CLARENCE ISRAEL LADUKE
Branch: U. S. Army
Rank: PFC
Status: Killed in action
Date of Service: WWII
Home Town: Ebro
1. U S Army Signal Corps Insignia 2. Clarence LaDuke’s headstone in St. Joseph’s Cemetery, Bagley
Clarence Israel LaDuke was born June 13, 1921 in Fosston, Minnesota to parents Philip and Josephine Vezina LaDuke, both members of the White Earth Band of Ojibwe. Philip was employed in the logging and trucking industries, and he and Josephine spent most of their married life in Ebro where they ran the Hartz Store and the DX Gas Station. Clarence had eight siblings: Gladys, Merilla, Russell, Harold, Frances, Phyllis, Margaret and Joani.
Clarence completed 7th grade, then went to work as a farm laborer. He registered for the draft on June 13, 1941 in Bagley, giving his address as Ebro. He had black hair and brown eyes.
Clarence became a member of the Signal Corps – Company A, 239th Signal Operations Company, 60th Signal Battalion. The Signal Corps’ primary role in WWII was facilitating military transmissions, but it also produced training films and documents combat missions. The Signal Corps radiomen and wire men built networks of wire lines and radio circuits over beaches, mountains, rivers and plains to serve the troops in combat. Signal Corps troops in a typical field army included a headquarters signal service company, a signal operations battalion furnishing communications at the army command posts, one or more construction battalions making telephone cable and wire installations down to corps level and back to army rear, one or more signal radio intelligence companies, a pigeon company, a signal photographic company, the signal repair company and the signal depot company, which tended to the supply and maintenance functions of the field army.

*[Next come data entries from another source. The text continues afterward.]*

PR #5646, opened 2020-05-14
Add our implementation of UUID Scalar

### LINKED ISSUE #5008: Resolving a checkout by providing an invalid UUID should be handled
When running a query like the following:

```
{
  checkout(token: "Best-UUID") {
    created
  }
}
```

A `ValueError` will occur. We should whether return `None` or raise a validation error.

Note: we need to update the other queries and mutations that are using the `UUID` scalar.

koradon:
This PR gives us control over UUID scalar and changes thrown errors to `GraphQLError` when provided a wrong value for the token.

Fixes #5008 

# Impact

* [ ] New migrations

# Pull Request Checklist

* [ ] The changes are tested

### DIFF
--- a/saleor/graphql/checkout/types.py
+++ b/saleor/graphql/checkout/types.py
@@ -110,7 +110,7 @@ class Checkout(CountableDjangoObjectType):
         TaxedMoney,
         description="The price of the checkout before shipping, with taxes included.",
     )
-    token = graphene.Field(UUID, description=("UUID of checkout."))
+    token = graphene.Field(UUID, description=("UUID of checkout."), required=True)
     total_price = graphene.Field(
         TaxedMoney,
         description=(
--- a/saleor/graphql/checkout/types.py
+++ b/saleor/graphql/checkout/types.py
@@ -8,6 +8,7 @@ from ...core.permissions import AccountPermissions, CheckoutPermissions
 from ...core.taxes import display_gross_prices, zero_taxed_money
 from ...plugins.manager import get_plugins_manager
 from ..core.connection import CountableDjangoObjectType
+from ..core.scalars import UUID
 from ..core.types.money import TaxedMoney
 from ..decorators import permission_required
 from ..discount.dataloaders import DiscountsByDateTimeLoader
@@ -109,6 +110,7 @@ class Checkout(CountableDjangoObjectType):
         TaxedMoney,
         description="The price of the checkout before shipping, with taxes included.",
     )
+    token = graphene.Field(UUID, description=("UUID of checkout."))
     total_price = graphene.Field(
         TaxedMoney,
         description=(
@@ -129,7 +131,6 @@ class Checkout(CountableDjangoObjectType):
             "quantity",
             "shipping_address",
             "shipping_method",
-            "token",
             "translated_discount_name",
             "user",
             "voucher_code",
--- a/saleor/graphql/checkout/types.py
+++ b/saleor/graphql/checkout/types.py
@@ -110,7 +110,7 @@ class Checkout(CountableDjangoObjectType):
         TaxedMoney,
         description="The price of the checkout before shipping, with taxes included.",
     )
-    token = graphene.Field(UUID, description=("UUID of checkout."), required=True)
+    token = graphene.Field(UUID, description=("The checkout's token."), required=True)
     total_price = graphene.Field(
         TaxedMoney,
         description=(
--- a/saleor/graphql/core/scalars.py
+++ b/saleor/graphql/core/scalars.py
@@ -88,3 +88,23 @@ class WeightScalar(graphene.Scalar):
             if field.name.value == "unit":
                 unit = field.value.value
         return Weight(**{unit: value})
+
+
+class UUID(graphene.UUID):
+    @staticmethod
+    def serialize(uuid):
+        return super(UUID, UUID).serialize(uuid)
+
+    @staticmethod
+    def parse_literal(node):
+        try:
+            return super(UUID, UUID).parse_literal(node)
+        except ValueError:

The 239th Signal Operations Company took part in Operation Torch, a large Allied landing to seize control of North Africa from German control.
Clarence and a fellow soldier were working as message couriers behind the front lines on February 12, 1943 when disaster fell. They were taking turns driving because of the long hours they were working – one would drive the Jeep while the other slept. Clarence happened to be driving when they ran into a German roadblock. Clarence was killed, while the other man lived.
Philip and Josephine received a telegram from the War Department informing them of the death of their son Clarence, followed by an official letter. A letter from the Catholic chaplain informed them that their son had been buried at the Post near Casablanca. Clarence’s brother Russell, a TEC 5 in the Army, also with the armed forces in North Africa, was able to attend the burial rites. Russell himself would later earn a Purple Heart at Anzio beachhead. The War Department noted that the body could not be returned to the U.S. until after the war, and a Requiem High Mass was celebrated in St. Joseph’s Catholic Church in Bagley on Saturday, March 13, 1943.
When Clarence’s body was finally returned from North Africa two years later, it was interred in St. Joseph’s Cemetery, Bagley with a white marble military headstone requested by his father. Clarence LaDuke was 21 years old.